For three decades, Levi Strauss was a private company, able to invest in product research, brand building, and efficiency. The company went public in 2019. The founding family still has a controlling interest, and Levi’s has been at this rodeo before—it was a public company from 1971 to 1985. The future will tell what demands emerge in a public market that still values return to shareholders over long-term investments, labor, and environmental risks. The decision to furlough workers while continuing to pay a dividend to shareholders in 2020 in the middle of the COVID-19 business meltdown could suggest strong pressure to support the stock price.

Everyone has a role to play; consumers and investors who align their money and their values are critical actors in a system that still rewards short-term thinking and amplifies shareholder pressure. Yet the role of employees is unique. Employees demonstrate a keen understanding of real value creation. It’s the employees who have the best line of sight and command of the most useful tools to support the company when conflicts arise.

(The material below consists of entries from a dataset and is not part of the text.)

PR #1334, opened 2024-02-24
[RFC] Handle creating files as *.aiconfig.yaml or *.aiconfig.json files

saqadri:
[RFC] Handle creating files as *.aiconfig.yaml or *.aiconfig.json files

Untitled files have a lot of constraints on how they can be set up. Currently it defaults to saving the file as *.json or *.yaml.

This RFC is about saving the file as *.aiconfig.json or *.aiconfig.yaml.

Unfortunately this isn't perfect either, because it now saves the file as untitled-1.aiconfig.json (where `1` gets incremented). No file save as dialog is shown in the flow.

An alternative is to have the `Create New` command ask for a file name or path on creation (and enforce the file ending in the accepted extensions)

---
Stack created with [Sapling](https://sapling-scm.com). Best reviewed with [ReviewStack](https://reviewstack.dev/lastmile-ai/aiconfig/pull/1334).
* #1336
* #1335
* __->__ #1334
* #1333

### DIFF
--- a/vscode-extension/src/extension.ts
+++ b/vscode-extension/src/extension.ts
@@ -208,12 +208,6 @@ async function createNewAIConfig(
   const workspaceUri = vscode.workspace.workspaceFolders
     ? vscode.workspace.workspaceFolders[0].uri
     : null;
-  const untitledUri = workspaceUri
-    ? workspaceUri.with({
-        scheme: "untitled",
-        path: `${workspaceUri.path}/untitled.aiconfig.${mode}`,
-      })
-    : vscode.Uri.parse(`untitled:untitled.aiconfig.${mode}`);
 
   // Specify the initial content here
   const newAIConfigJSON = vscode.Uri.joinPath(
@@ -233,15 +227,27 @@ async function createNewAIConfig(
   const fileContentBuffer = await vscode.workspace.fs.readFile(fileContentPath);
   const initialContent = fileContentBuffer.toString();
 
-  const doc = await vscode.workspace.openTextDocument({
-    content: initialContent,
-    language: mode,
-  });
+  let doc: vscode.TextDocument = null;
+  let i = 0;
+  while (!doc) {
+    const fileName = `untitled${i === 0 ? "" : "-" + i}.aiconfig.${mode}`;
+    const filePath = workspaceUri
+      ? path.join(workspaceUri.path, fileName)
+      : fileName;
+    const untitledUri = vscode.Uri.file(filePath).with({ scheme: "untitled" });
+    try {
+      doc = await vscode.workspace.openTextDocument(untitledUri);
+      break;
+    } catch (err) {
+      i++;
+    }
+  }
 
-  //const doc = await vscode.workspace.openTextDocument(untitledUri);
-  await vscode.window.showTextDocument(doc, {
-    preview: false,
-    viewColumn: vscode.ViewColumn.One,
+  const editor = await vscode.window.showTextDocument(doc, { preview: false });
+
+  // TODO: saqadri - if the edits aren't applied, consider retrying or showing an error message
+  const editsApplied = await editor.edit((editBuilder) => {
+    editBuilder.insert(new vscode.Position(0, 0), initialContent);
   });
 
   await vscode.commands.executeCommand(


rholinshead:
I really like the idea of prompting for the name. We can default to the first available untitled name and let the user change that before showing the file. Have https://github.com/lastmile-ai/aiconfig/pull/1337 that I just need to test and put up (will do so tomorrow since I need to head out)

rossdanlm:
> I really like the idea of prompting for the name. We can default to the first available untitled name and let the user change that before showing the file. Have #1337 that I just need to test and put up (will do so tomorrow since I need to head out)

Personally for UI experience would prefer being able to create new, then only name on save (similar to Jupyter notebooks, MS Word, etc). I like the solution you found in https://github.com/microsoft/vscode/issues/93441#issuecomment-646238906 which does:
1. creates an untitled empty doc (with `schema: "untitled"`)
2. populates it with empty content for user to get started
3. when users saves it, it already exists and has the name prefilled

But yea not a blocker, we can fix forward to what UI experience we want best

vscode-extension/src/extension.ts
```diff
@@ -233,15 +227,27 @@ async function createNewAIConfig(
...
+    const untitledUri = vscode.Uri.file(filePath).with({ scheme: "untitled" });
+    try {
+      doc = await vscode.workspace.openTextDocument(untitledUri);
+      break;
+    } catch (err) {
+      i++;
+    }
+  }
+
+  const editor = await vscode.window.showTextDocument(doc, { preview: false });
```
rossdanlm, line 246: I like preview: false. I wish this was the default setting whenever opening docs so you don't have to double-click to keep file tabs sticky lol

vscode-extension/src/extension.ts
```diff
@@ -233,15 +227,27 @@ async function createNewAIConfig(
   const fileContentBuffer = await vscode.workspace.fs.readFile(fileContentPath);
   const initialContent = fileContentBuffer.toString();
 
-  const doc = await vscode.workspace.openTextDocument({
-    content: initialContent,
-    language: mode,
-  });
+  let doc: vscode.TextDocument = null;
+  let i = 0;
+  while (!doc) {
```
rossdanlm, line 232: nit: would like this to be clearer like "newConfigDocument"

vscode-extension/src/extension.ts
```diff
@@ -233,15 +227,27 @@ async function createNewAIConfig(
...
+  }
+
+  const editor = await vscode.window.showTextDocument(doc, { preview: false });
 
-  //const doc = await vscode.workspace.openTextDocument(untitledUri);
-  await vscode.window.showTextDocument(doc, {
-    preview: false,
-    viewColumn: vscode.ViewColumn.One,
+  // TODO: saqadri - if the edits aren't applied, consider retrying or showing an error message
+  const editsApplied = await editor.edit((editBuilder) => {
```
rossdanlm, line 249: What does this `editsApplied` variable do? I don't see it used anywhere else? Is it a global var?

vscode-extension/src/extension.ts
```diff
@@ -233,15 +227,27 @@ async function createNewAIConfig(
...
-    content: initialContent,
-    language: mode,
-  });
+  let doc: vscode.TextDocument = null;
+  let i = 0;
+  while (!doc) {
+    const fileName = `untitled${i === 0 ? "" : "-" + i}.aiconfig.${mode}`;
+    const filePath = workspaceUri
+      ? path.join(workspaceUri.path, fileName)
+      : fileName;
```
rossdanlm, line 236: Similar comment I left in https://github.com/lastmile-ai/aiconfig/pull/1337#discussion_r1501707203 for Ryan's diff, but yea this works

vscode-extension/src/extension.ts
```diff
@@ -233,15 +227,27 @@ async function createNewAIConfig(
...
+    const untitledUri = vscode.Uri.file(filePath).with({ scheme: "untitled" });
+    try {
+      doc = await vscode.workspace.openTextDocument(untitledUri);
+      break;
+    } catch (err) {
+      i++;
+    }
```
rossdanlm, line 243: Ryan's PR has some more checks like determining if the file already exists (yours will open an existing file if that already exists instead of new one) (or at least overwrite existing file contents from lines 246 --> 249). But that's ok, we can land this and Ryan can fix forward

rossdanlm (approved):
I personally prefer the UI experience of opening a file immediately instead of requiring user to input a name, but Ryan has a few more checks in https://github.com/lastmile-ai/aiconfig/pull/1337 like checking if the `untitled-${i}.aiconfig.${mode}` file already exists, so going to stamp to unblock this, and Ryan can add those checks in here later, not a big deal. Making progress is better than doing nothing imo

rholinshead:
> I personally prefer the UI experience of opening a file immediately instead of requiring user to input a name, but Ryan has a few more checks in #1337 like checking if the `untitled-${i}.aiconfig.${mode}` file already exists, so going to stamp to unblock this, and Ryan can add those checks in here later, not a big deal. Making progress is better than doing nothing imo

Would be great to have feedback from @tanya-rai, @zakariassoul, or @andrew-lastmile for which implementation we do end up going with.

Current state (before this PR or #1337) is:
- Create new opens Untitled file
- On save, user is prompted to save the file with a name. The extension is defaulted either .json or .yaml (NOT .aiconfig.json or .aiconfig.yaml)
- Major problem is that saving without the .aiconfig. part of the extension means this file won't open in our custom editor next time it's opened

Based on how vscode handles new/untitled files, it doesn't appear to be possible to specify the extension as .aiconfig.json or .aiconfig.yaml, so we are going to go with either the UX of this PR or #1337.

This PR:
- Creates the file as untitled.aiconfig.json immediately (incrementing as untitled-1, etc.)
- no 'save as prompt' on save

#1337:
- Immediately prompts user for the name of the file, defaulting to untitled.aiconfig.json (incrementing as untitled-1, etc.)
- no 'save as prompt' on save

So we can consider 2 paths:
1. User is fine with default untitled name
- This PR: no action needed after save
- #1337: user must hit 'Enter' to confirm the default name

2. User wants a different name
- This PR: user must open the file, then find the file in the file tree, then right click -> rename
- #1337: user enters a different name immediately

My assumption is that flow 2 is going to be vastly more common. My thoughts are that the flow for renaming an existing file (i.e. this PR) is much higher friction than just immediately typing the name of the file (#1337). Similarly, naming the file immediately is also an existing flow when clicking + New File in the left file tree whereas there doesn't appear to be any precedent for defaulting to a file name and requiring manually renaming it after the fact (aside from the usual Untitled flow which explicitly prompts to rename, which as noted above is not a possible flow)

rossdanlm:
Sounds good, no matter what we choose, I agree whatever we do is better than what we have currently so happy to accept whatever and get us moving forwards and we can re-evaluate in the future as P2 for best UI if we want

rholinshead:
> Sounds good, no matter what we choose, I agree whatever we do is better than what we have currently so happy to accept whatever and get us moving forwards and we can re-evaluate in the future as P2 for best UI if we want

I'll land #1337 for now so we have something for tomorrow. We can discuss and I can update/fix forward with this UX if that ends up being the desired one

rossdanlm:
Closing since we now have https://github.com/lastmile-ai/aiconfig/pull/1351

And why do we give so much power to shareholders? In the next chapter, we will examine the conundrum of high returns to shareholders in an era of low demands for capital.

Images OLD RULE Images
Capital is king; shareholders rule.

Financial capital is the scarce resource in a hard-asset world; the company is accountable to the shareholders, who “own” the company.

Images NEW RULE Images
Culture is king and talent rules.

Value creation emerges from the culture of the enterprise. The CEO embraces diverse talent and teamwork and focuses on key relationships; competitive advantage is attained through superior customer service, human-centered design, and business models in sync with planetary limits.